# 208/120 Transformer



## McClary’s Electrical

caliguy said:


> My background is in mainly in residential, but I have a client who has a warehouse they wanted me to take a look at upgrading one of it's panels from a 200 amp to 400 amps. Right now they have a 208/120 3 phase 200 amp main breaker panel that is feed with 250 copper from a Sylivana transformer. The transformer's label has been removed. The transformer is feed by a 125 amp 3 phase breaker with 1/0 copper. Has anyone ran into this type of transformer. If so can you point me in the right, so I can point my client in the right direction to getting this working? Will I need to change out the wire from the 3 phase breaker to the transformer? Where can I find out if this transformer is capable of handling 400 amps
> Thanks


 

What voltage is the primary? This can get very expensive very fast. The last upgrade I priced similar to this came in at $26,000, and that was with a used transformer. You possibly can get a new service drop for less depending on the situation with poco. Yes, most definately would need to change the wire, xfmr, and breaker feeding the xfmr.


----------



## BBQ

Based on the 125 amp primary breaker and the 200 amp panel it is likely a 75KVA transformeer with a rated output of 208 amps.
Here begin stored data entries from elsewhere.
PR #956, opened 2023-10-06
fix: plugins configuration export order

Klaas-Ritense:
The first plugin in the export file gets created first. If that plugin happens to depend on another plugin, an error is thrown.

### DIFF
--- a/plugin/src/main/kotlin/com/ritense/plugin/web/rest/PluginConfigurationResource.kt
+++ b/plugin/src/main/kotlin/com/ritense/plugin/web/rest/PluginConfigurationResource.kt
@@ -17,6 +17,7 @@
 package com.ritense.plugin.web.rest
 
 import com.ritense.plugin.domain.ActivityType
+import com.ritense.plugin.domain.PluginConfiguration
 import com.ritense.plugin.domain.PluginConfigurationId
 import com.ritense.plugin.service.PluginConfigurationSearchParameters
 import com.ritense.plugin.service.PluginService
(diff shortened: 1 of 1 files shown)


plugin/src/main/kotlin/com/ritense/plugin/web/rest/PluginConfigurationResource.kt
```diff
@@ -98,6 +100,11 @@ class PluginConfigurationResource(
     @GetMapping("/v1/plugin/configuration/export")
     fun exportPluginConfiguration(): ResponseEntity<List<PluginConfigurationExportDto>> {
         val pluginConfigurations = pluginService.getPluginConfigurations(PluginConfigurationSearchParameters())
+            .sortedWith(comparingInt<PluginConfiguration> { pluginConfiguration ->
+                pluginConfiguration.properties?.fieldNames()?.asSequence()?.count { it.contains("PluginConfiguration") } ?: 0
```
theo-ritense, line 104: What if we have triple-nested configurations? I don't think you can get away with just sorting then. You'd have to follow the references (build a tree) somehow.

Klaas-Ritense: Its true that this approach wont work for future plugins. But it works for all current plugins. imo its good enough for a hidden endpoint. 

But if you're in need of a challenge, you can give it a shot :)

theo-ritense: Challenge accepted! Still going to accept the change for now though.

theo-ritense (approved):

PR #965, opened 2023-10-09
Added PBAC support for case tabs

ivo-ritense:


case/src/main/kotlin/com/ritense/case/repository/CaseTabSpecification.kt
```diff
@@ -0,0 +1,73 @@
...
+        query: CriteriaQuery<*>,
+        criteriaBuilder: CriteriaBuilder
+    ): Predicate {
+        // Filter the permissions for the relevant ones and use those to  find the filters that are required
+        // Turn those filters into predicates
+        val groupList = query.groupList.toMutableList()
+        groupList.add(root.get<UUID>("id"))
+        query.groupBy(groupList)
+
+        val predicates = permissions.stream()
```
theo-ritense, line 50: This piece of code seems to be repeating itself for every specification that we make. Can we deduplicate this somehow?

Klaas-Ritense (dismissed):

objects-api/src/main/kotlin/com/ritense/objectsapi/productaanvraag/ProductAanvraagListener.kt
```diff
@@ -48,8 +49,9 @@ class ProductAanvraagListener(
                     val productAanvraag = connector.getProductAanvraag(productAanvraagId)
                     val typeMapping = connector.getTypeMapping(productAanvraag.type)
                     val aanvragerRolTypeUrl = connector.getAanvragerRolTypeUrl()
-
-                    productAanvraagService.createDossier(productAanvraag, typeMapping, aanvragerRolTypeUrl)
+                    AuthorizationContext.runWithoutAuthorization {
+                        productAanvraagService.createDossier(productAanvraag, typeMapping, aanvragerRolTypeUrl)
+                    }
```
Klaas-Ritense, line 54: Hmm this should also go to 11.0.0

Klaas-Ritense (approved):

case/src/main/kotlin/com/ritense/case/repository/CaseTabSpecification.kt
ivo-ritense: It seems hard to do because of the filter on class type. It might be possible with some reflection. I'll take a look outside the scope of this story.

theo-ritense: It could be sufficient to split it into some abstract method that accepts the class as an argument?

PR #966, opened 2023-10-10
#71947 Add System.getProperty() support to plugin autodeployment

Klaas-Ritense:


plugin/src/test/kotlin/com/ritense/plugin/service/PluginServiceIT.kt
```diff
@@ -343,4 +345,37 @@ internal class PluginServiceIT : BaseIntegrationTest() {
...
         }
     }
+
+    @Test
+    @Transactional
+    fun `should deploy plugin with resolved properties`() {
+        val pluginConfigurationId = UUID.randomUUID()
+        System.setProperty("MY_URL_PLACEHOLDER", "https://www.example.com/")
+        System.setProperty("MY_FIRST_PLACEHOLDER", "first_value")
+        System.setProperty("MY_SECOND_PLACEHOLDER", "second_value")
```
theo-ritense, line 355: Could you tests an `env` value as well?

Klaas-Ritense: I've tried. Unfortunately, its very difficult to set an environment variable. Since it works different for every system.

theo-ritense (approved):

PR #967, opened 2023-10-11
fix case-tabs

Klaas-Ritense:


app/gzac/build.gradle
```diff
@@ -85,7 +85,7 @@ bootRun {
             f.readLines().each() {
                 if (!it.isEmpty() && !it.startsWith("#")) {
                     def (key, value) = it.tokenize('=')
-                    environment key.trim(), value.trim()
```
marijnritense, line 88: Why no more trim?

Klaas-Ritense: trim() will throw an error when the .env.properties contains an empty value like: `SOME_VAR=`. Because the `value` is then null

theo-ritense: The right way would be to add a null check.

theo-ritense: @marijnritense could you check again?

marijnritense (approved):

PR #970, opened 2023-10-17
#83476 Support targetKey for saving form values with the value-resolvers

Klaas-Ritense:


form/src/main/kotlin/com/ritense/form/service/impl/DefaultFormSubmissionService.kt
```diff
@@ -209,16 +209,20 @@ open class DefaultFormSubmissionService(
...
     ): Pair<String, Any>? {
-        return FormIoFormDefinition.GET_SOURCE_KEY.apply(field).getOrNull()?.let { sourceKey ->
-            FormIoFormDefinition.GET_KEY.apply(field).getOrNull()?.let { inputKey ->
-                convertNodeValue(formData.at("/$inputKey"))
-            }?.let { value ->
-                Pair(sourceKey, value)
-            }
+        return FormIoFormDefinition.getTargetKey(field).getOrNull()?.let { targetKey ->
+            getFormValue(field, formData)?.let { value -> Pair(targetKey, value) }
+        } ?: FormIoFormDefinition.getSourceKey(field).getOrNull()?.let { sourceKey ->
```
marijnritense, line 218: Is there a test that covers this scenario? I don't think I see it

Klaas-Ritense: Yes there is. The 'form-example-various-prefill-fields.json' has a `dateOfBirth` with a sourceKey but no targetKey

marijnritense (approved):

PR #974, opened 2023-10-18
Added zaakurl and due date to portaltask object

ivo-ritense:


zgw/portaaltaak/src/main/kotlin/com/ritense/portaaltaak/PortaaltaakPlugin.kt
```diff
@@ -91,6 +93,7 @@ class PortaaltaakPlugin(
         @PluginActionProperty receiver: TaakReceiver,
         @PluginActionProperty identificationKey: String?,
         @PluginActionProperty identificationValue: String?,
+        @PluginActionProperty verloopDurationInDays: Long?,
```
Klaas-Ritense, line 96: This doesn't break when an implementation already has this plugin-action configured?

ivo-ritense: The tests already covered a null argument situation. I added another test to verify that the framework will pass in a null if the property is missing from the configuration. So this shouldn't break.

Klaas-Ritense (dismissed):

Klaas-Ritense (approved):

For a full capacity 400 amp panel you would need150 KVA transformer which would have a rated output of 416 amps.

Primary current 

150x1000/480/1.73=180amps rated input.

Primary breaker

180x1.25=225 amps

180x2.5=450 amps

So the primary breaker and conductors should be rated at least 225 and as high as 450 amps.


On the secondary side

150x1000/208/1.73=416 amps rated output.

416x1.25=520 amps

The breakers and conductors can be as small as you want but cannot exceed around 520 amps.


----------



## frenchelectrican

Bob.,

I am not disagree with you but with your qoute this kinda got me a second.,,



> The breakers and conductors can be as small as you want but cannot exceed around 520 amps.
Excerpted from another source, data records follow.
PR #976, opened 2023-10-19
fix: dmn uploads in 10.8

mbritense:
See comment https://ritense.tpondemand.com/entity/71945-be-cant-upload-dmn


ivo-ritense (approved):
good job!

PR #1235, opened 2024-02-23
fix: start-hersteltermijn

Klaas-Ritense:


zgw/zaken-api/src/main/kotlin/com/ritense/zakenapi/ZakenApiPlugin.kt
```diff
@@ -356,22 +356,21 @@ class ZakenApiPlugin(
                 maxDurationInDays = maxDurationInDays
             )
 
-            val existingHerseltermijn = zaakHersteltermijnRepository.findByZaakUrlAndEndDateIsNull(zaakUrl)
-            check(existingHerseltermijn == null || existingHerseltermijn != hersteltermijn) { "Hersteltermijn already exists for zaak '$zaakUrl'. " }
+            require(zaakHersteltermijnRepository.findByZaakUrlAndEndDateIsNull(zaakUrl) != null) {
```
ThomasMinkeRitense: Shouldn't this be == null?

Klaas-Ritense: Yes, I've added a test for this

zgw/zaken-api/src/main/kotlin/com/ritense/zakenapi/ZakenApiPlugin.kt
```diff
@@ -356,22 +356,21 @@ class ZakenApiPlugin(
                 maxDurationInDays = maxDurationInDays
             )
 
-            val existingHerseltermijn = zaakHersteltermijnRepository.findByZaakUrlAndEndDateIsNull(zaakUrl)
-            check(existingHerseltermijn == null || existingHerseltermijn != hersteltermijn) { "Hersteltermijn already exists for zaak '$zaakUrl'. " }
+            require(zaakHersteltermijnRepository.findByZaakUrlAndEndDateIsNull(zaakUrl) == null) {
```
theo-ritense, line 361: If we want to be on the safe side to prevent data corruption, PostgreSQL supports partial (conditional) constraints on indexes:
https://www.postgresql.org/docs/current/indexes-partial.html#INDEXES-PARTIAL-EX3

Klaas-Ritense: Not sure what you're asking here

theo-ritense: The code is checking if a hersteltermijn already exists, but that could lead to the same type of concurrency/multi-instance issues we faced for documents, which might lead to multiple active hersteltermijnen.

To solve this, you could add a 'unique index' to Postgres like this:
`CREATE UNIQUE INDEX uq_hersteltermijn ON zaak_hersteltermijn (zaak_url, end_date)
    WHERE end_date IS NULL;`

MySQL does not support this unfortunately, but luckily the check in the code alone will probably work fine > 99% of the time.

Klaas-Ritense: Ive added the index

zgw/zaken-api/src/main/resources/config/liquibase/changelog/20240214-create-table-zaak-hersteltermijn.xml
```diff
@@ -37,6 +37,13 @@
         </createTable>
     </changeSet>
 
+    <changeSet id="2" author="Ritense">
+        <createIndex indexName="idx_zaak_hersteltermijn_zaak_url_end_date" tableName="zaak_hersteltermijn" unique="true">
+            <column name="zaak_url"/>
+            <column name="end_date"/>
+        </createIndex>
```
theo-ritense: Your version would not allow 2 hersteltermijnen to be ended on the same day. The following does, because the index is only applied to rows where end_date is null:
```suggestion
         <preConditions onFail="MARK_RAN">
            <dbms type="postgresql"/>
        </preConditions>
        <sql>
            CREATE UNIQUE INDEX idx_zaak_hersteltermijn_zaak_url_end_date ON zaak_hersteltermijn (zaak_url, end_date) WHERE end_date IS NULL;
        </sql>
```

Klaas-Ritense: Changed

ivo-ritense (approved):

I know the conductors can go larger than the transfomer however the Interrupteurs { breakers } can not go over the transfomer rating which I did recall when I was reading in the NEC. { French part is very simauir but slightly diffrent methold }

Merci,
Marc


----------



## BBQ

frenchelectrican said:


> Bob.,
> 
> I am not disagree with you but with your qoute this kinda got me a second.,,
> 
> 
> 
> I know the conductors can go larger than the transfomer however the Interrupteurs { breakers } can not go over the transfomer rating which I did recall when I was reading in the NEC. { French part is very simauir but slightly diffrent methold }
> 
> Merci,
> Marc


The secondary side overcurrent protection can be 125% of the rated current or even more.




> Notes:
> 1. Where 125 percent of this current does not correspond to a standard rating of a fuse or nonadjustable circuit breaker, a higher rating that does not exceed the next higher standard rating shall be permitted.


----------



## frenchelectrican

That figures and I know in French part we can go much as 140% depending on the conductor but typically 120% is pretty common with standard building conductors.

Merci,
Marc


----------



## Techy

you may not even have that much primary current available, need to do a load calc.


----------



## vizzolts

Sounds like your regular old 480 to 208WYE 75KVA as others have said. It has been my experience that most (not all) of the time when a customer says they need '400AMPS' their actual usage is much much less. Do a little survey of how loaded the 480V service is (odds are pretty low you don't have the extra capacity on the primary side) and more importantly do a load calc for what is going to be fed from your 120/208V transformer. Chances are good you could use the existing 125A primary to feed a 112.5KVA transformer (150A primary would be ideal), full load on a 112.5 would be about 311 AMPS. Since you can size your secondary overcurrent protection at 125% that puts you at 389AMPS aka 400A breaker. In this case all you would have to do is swap out your transformer, run a bigger secondary, rerun your GEC, and put in a 400A panelboard. If their load really is up towards 400A or more you'll be redoing the primary and putting in a bigger transformer than 112.5, oh well.


----------



## RIVETER

caliguy said:


> My background is in mainly in residential, but I have a client who has a warehouse they wanted me to take a look at upgrading one of it's panels from a 200 amp to 400 amps. Right now they have a 208/120 3 phase 200 amp main breaker panel that is feed with 250 copper from a Sylivana transformer. The transformer's label has been removed. The transformer is feed by a 125 amp 3 phase breaker with 1/0 copper. Has anyone ran into this type of transformer. If so can you point me in the right, so I can point my client in the right direction to getting this working? Will I need to change out the wire from the 3 phase breaker to the transformer? Where can I find out if this transformer is capable of handling 400 amps
> Thanks


If you have been at this for a while, just contact your normal supplier and they will give you the specifics.


----------